Yea, actually that's the stuff I used a while back. It smells oddly like sauerkraut. I just don't want to spend all the time waiting for the extra chemicals to degrade and be filtered out, plus I don't want to spend the money either.

btw side question about quarantining. When you quarantine, do you run a filter or just a bubbler/powerhead? Also do you change the water afterwards or do you leave it there?


----------



## reignOfFred (Jun 7, 2010)

I keep a small empty tank in a closet and an extra internal filter in one of my tanks. If I need a quar/med tank I just fill up the empty tank from an aquarium and transfer over that filter.


----------



## meowfish (Jan 5, 2011)

reignOfFred said:


> i completely cured it at 87 with nothing extra added in eight days


Same here.
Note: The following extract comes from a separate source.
PR #4546, opened 2025-07-23
Try to avoid "Argument list too long" when many files are changed

gibson042:
As seen at https://github.com/tc39/test262/actions/runs/16462995254/job/46533977407?pr=4545 for the 1577 changed files of #4545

A day to heat (a degree every few hours) and a day to cool, total 10 days. I added a nominal dose of aquarium salt but that simply helps the fish heal, it doesn't speed the cure.


----------



## takadi (Dec 13, 2010)

Right now I'm just having trouble getting it to the right temperature. The visitherm has this mechanism that turns it off when the heater gets too hot (well that's what I assume), so it took two days just for it to rise 8 degrees. Love marineland, but their heaters just suck


----------



## meowfish (Jan 5, 2011)

I had similar issues with my Stealth Pro units. They didn't heat the water enough so I had to borrow another heater which went up to 90F and used it as well.


----------